- Born: March 17, 1958 (age 68) Detroit, Michigan, United States
- Genres: Punk rock
- Occupations: Musician, composer, actor
- Instruments: Guitar, piano, alto saxophone, oboe, violin
- Years active: 1973–present
- Label: Nebula
- Formerly of: The Sillies
- Website: www.s-campbell.com

= Scott Campbell (musician) =

American musician, composer, and actor

Scott Campbell (born March 17, 1958, in Detroit, Michigan) is an American musician, composer, and actor.

==Career==
Scott Campbell was born in Detroit, MI. He began writing poetry at the age of six and songs at the age of eight. He taught himself guitar, piano, alto saxophone, oboe, violin, and multitrack audio recording. He formed Nebula Records in 1972 and released the single Apparition/Astral Spirit in 1973 under the band name Apparition, playing all the instruments on both songs.

Campbell formed The Sillies in 1977, considered one of Detroit's first modern punk rock bands. In March 1978, he began booking and managing Bookie's Club 870, Detroit's first concert nightclub catering to punk and alternative music. The Police, Ultravox, The Damned, John Cale, Peter Hammill, The Cramps, and many other acts made their Detroit debuts at Bookie's. As a result, numerous other clubs catering to original live music sprang up as a result of the success of Bookie's.
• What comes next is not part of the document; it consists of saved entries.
PR #7024, opened 2026-03-16
fix: wire --poll flag through to chokidar in theme dev

graygilmore:
## Summary

- The `--poll` flag was defined on `theme dev` but never wired through to chokidar's `usePolling` option, making it a no-op
- On Linux/Windows, chokidar's `fs.watch` backend compares `mtimeMs` and suppresses change events when the timestamp hasn't changed. Build tools (like Gulp + Sass) that preserve the original source file's timestamp on compiled output cause file change events to be silently dropped
- This wires `poll` through the full chain: command → service → `mountThemeFileSystem` → `chokidar.watch`. When `--poll` is set, both `usePolling: true` and `useFsEvents: false` are passed to chokidar (`useFsEvents: false` is required because on macOS chokidar prefers FSEvents over polling even when `usePolling: true` is set)
- Also unhides the `--poll` flag and improves its description to tell users when to use it

Related: https://community.shopify.dev/t/theme-dev-sometimes-misses-file-updates/29269/4

## Test plan

- [x] New tests verify `usePolling: true` + `useFsEvents: false` are passed to chokidar when `poll: true`
- [x] New tests verify `usePolling` and `useFsEvents` are absent from chokidar options when `poll` is not set
- [x] All 44 existing tests in `theme-fs.test.ts` continue to pass
- [ ] Manual: `shopify theme dev --poll` enables chokidar polling mode
- [ ] Manual: `shopify theme dev --help` shows the `--poll` flag with improved description

### DIFF
--- a/packages/cli-kit/src/public/node/themes/types.ts
+++ b/packages/cli-kit/src/public/node/themes/types.ts
@@ -30,6 +30,7 @@ export interface ThemeFileSystemOptions {
   listing?: string
   noDelete?: boolean
   notify?: string
+  poll?: boolean
 }
 
 /**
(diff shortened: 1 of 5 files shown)


graygilmore:
Closing in favor of new PR with corrected branch name (gg-wire-poll-flag) and regenerated OCLIF manifests.

PR #7009, opened 2026-03-13
Faster CI

gonzaloriestra:
### WHY are these changes introduced?

The CI is a bit slow

### WHAT is this pull request doing?

Reduces PR check wall-clock time from 8.7m to 5.1m (47% faster)

- Shard Windows unit tests 2-way — slowest job drops from 8.7m → 5.1m
- Shard test coverage 2-way + merge — coverage drops from 7.4m → 4.1m
- Use `basic` reporter in CI — less output overhead (local stays verbose)
- Add `--prefer-offline` to pnpm install — skip network for cached packages
- Add `--coverage.all=false` — skip instrumenting untested files, removes need for full build
- Remove `ui-extensions-test-utils` from vitest workspace — no tests in package
- Add `unit-tests-gate` job — single required check for all matrix results

### How to test your changes?

CI

### Measuring impact

How do we know this change was effective? Please choose one:

- [x] n/a - this doesn't need measurement, e.g. a linting rule or a bug-fix
- [ ] Existing analytics will cater for this addition
- [ ] PR includes analytics changes to measure impact

### Checklist

- [x] I've considered possible cross-platform impacts (Mac, Linux, Windows)
- [x] I've considered possible [documentation](https://shopify.dev) changes

PR #7029, opened 2026-03-17
Faster unit tests

gonzaloriestra:

Local unit test wall-clock time is ~67s, largely due to vitest overhead (fork pool, eager `includeSource` scanning, heavy setup imports) and unnecessary `sleep`/`setTimeout` delays scattered across tests.

Reduces local unit test wall-clock time from 67s → 53s (21% faster).

With the improvements from both branches in the stack, CI time is reduced from ~10 min to less than 5 min (+50% faster).

Changes:

- Switch vitest pool from `forks` to `threads` — saves ~12s by avoiding per-file process spawning
- Remove `includeSource` config and extract the one in-source test into its own file — cuts ~90s off aggregate collect time
- Replace eager `zod` import in vitest setup with lazy `constructor.name` check — faster test bootstrap
- Use `define` in vite config for compile-time env vars (`SHOPIFY_UNIT_TEST`, `FORCE_HYPERLINK`, `FORCE_COLOR`)
- Replace `vitest.workspace.json` with `test.projects` in root `vite.config.ts`
- Reduce excessive `sleep`/`setTimeout` delays in tests (100ms → 10ms for `waitForInputsToBeReady`, `sendInputAndWait`, and various test timers)
- Remove `setImmediate`/`clearImmediate` from `fakeTimers` (not available in threads pool)

### How to test your changes?

`pnpm test:unit`

### Measuring impact

### Checklist

### DIFF
--- a/configurations/vitest/setup.js
+++ b/configurations/vitest/setup.js
@@ -1,4 +1,5 @@
 import {expect} from 'vitest'
+import {z} from 'zod'
 
 process.env.SHOPIFY_UNIT_TEST = '1'
 process.removeAllListeners('warning')
@@ -7,9 +8,8 @@ process.removeAllListeners('warning')
 // https://github.com/vitest-dev/vitest/issues/7315#issuecomment-2606572923
 expect.addEqualityTesters([
   function (a, b) {
-    // Lazy check for ZodError to avoid importing zod eagerly
-    const aOk = a?.constructor?.name === 'ZodError' && 'issues' in a
-    const bOk = b?.constructor?.name === 'ZodError' && 'issues' in b
+    const aOk = a instanceof z.ZodError
+    const bOk = b instanceof z.ZodError
     if (aOk && bOk) {
       return this.equals(a.message, b.message) && this.equals(a.issues, b.issues)
     }
--- a/package.json
+++ b/package.json
@@ -77,7 +77,8 @@
     "tmp": "^0.2.5",
     "ts-node": "^10.9.1",
     "typescript": "5.9.3",
-    "vitest": "^3.1.4"
+    "vitest": "^3.1.4",
+    "zod": "3.24.4"
   },
   "workspaces": {
     "packages": [
--- a/pnpm-lock.yaml
+++ b/pnpm-lock.yaml
@@ -145,6 +145,9 @@ importers:
       vitest:
         specifier: ^3.1.4
         version: 3.2.4(@types/node@18.19.70)(jiti@2.6.1)(jsdom@28.1.0)(msw@2.12.10(@types/node@18.19.70)(typescript@5.9.3))(sass@1.97.3)(yaml@2.8.2)
+      zod:
+        specifier: 3.24.4
+        version: 3.24.4
 
   packages/app:
     dependencies:


gonzaloriestra:
* **#7029** <a href="https://app.graphite.com/github/pr/Shopify/cli/7029?utm_source=stack-comment-icon" target="_blank">Graphite</a> 👈 <a href="https://app.graphite.com/github/pr/Shopify/cli/7029?utm_source=stack-comment-view-in-graphite" target="_blank">(View in Graphite)</a>
* **#7009** <a href="https://app.graphite.com/github/pr/Shopify/cli/7009?utm_source=stack-comment-icon" target="_blank">Graphite</a>
* `main`


<h2></h2>

configurations/vite.config.ts
```diff
@@ -58,8 +59,6 @@ export default function config(packagePath: string, {poolStrategy}: ConfigOption
           'clearTimeout',
           'setInterval',
           'clearInterval',
-          'setImmediate',
-          'clearImmediate',
```
ryancbahan, line 62: how does this affect shared memory between runs? any risk of removal?

configurations/vitest/setup.js
```diff
@@ -8,8 +7,9 @@ process.removeAllListeners('warning')
 // https://github.com/vitest-dev/vitest/issues/7315#issuecomment-2606572923
 expect.addEqualityTesters([
   function (a, b) {
-    const aOk = a instanceof z.ZodError
-    const bOk = b instanceof z.ZodError
+    // Lazy check for ZodError to avoid importing zod eagerly
```
ryancbahan: this makes us rely on zod's internal api, which is not considered public and stable. probably will be fine, but worth noting that a version bump could break this

packages/app/src/cli/services/dev/app-events/app-event-watcher.test.ts
```diff
@@ -474,7 +474,7 @@ describe('app-event-watcher', () => {
         await flushPromises()
 
         // Wait for event processing
-        await new Promise((resolve) => setTimeout(resolve, 100))
+        await new Promise((resolve) => setTimeout(resolve, 10))
```
ryancbahan, line 477: is this safe to drop 10x in one go? should we start with 50?

configurations/vite.config.ts
gonzaloriestra: According to Claude, fake timers are per-test (reset by `mockReset: true`), and real `setImmediate` callbacks are per-event-loop-tick, so they don't leak across tests more than they would in forks mode

configurations/vitest/setup.js
gonzaloriestra: I think it's not a big deal, but I just checked that this change saves less than a second, so I've reverted it

packages/app/src/cli/services/dev/app-events/app-event-watcher.test.ts
gonzaloriestra: I'll re-run the tests a few times before merging to ensure there's no flakiness instead, makes sense?

PR #7031, opened 2026-03-17
Redirect to app redirect landing page in admin

dmerand:
## What

Route the CLI preview URL through the admin-web preflight entrypoint instead of linking directly into the app redirect flow.

Use the same preview entry URL shape for local stores, with `admin.shop.dev` as the unified admin host.

## Why

Pressing `p` from `shopify app dev` should reopen Dev Console through the UI layer that owns that state.

Sending the browser directly to Core's redirect flow gets the app installed or redirected, but it does not reliably restore Dev Console for all app shapes. Moving the entrypoint to admin-web keeps the Dev Console concern in admin-web instead of threading it through OAuth and callback URLs.

## How

- update `buildAppURLForWeb` to generate `/store/<store>/extensions-dev/preview?client_id=...`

Campbell left Bookie's in late 1979 and continued presenting concerts and benefits around Detroit. He began performing under his own name in 1982 and released the single "I'm Saving Myself For Angela Cartwright", in 1986. Campbell appeared in the films Mirror, Mirror (1989) and Hoffa (1992). He also produced and hosted Music Box on Detroit TV from 1985 to 1992 and the Detroit Music Scene radio program from 1986 to 1997, featuring the music of over 1,000 Detroit area musicians as well as interviews with Iggy Pop, The Ramones, Echo & the Bunnymen, The Cult, and other international recording artists.

The Decline and Fall of Scott Campbell CD was released in 2000 and spent nine weeks at number 1 on MP3.com's charts. The Sillies CD America's Most Wanton was released in 2002.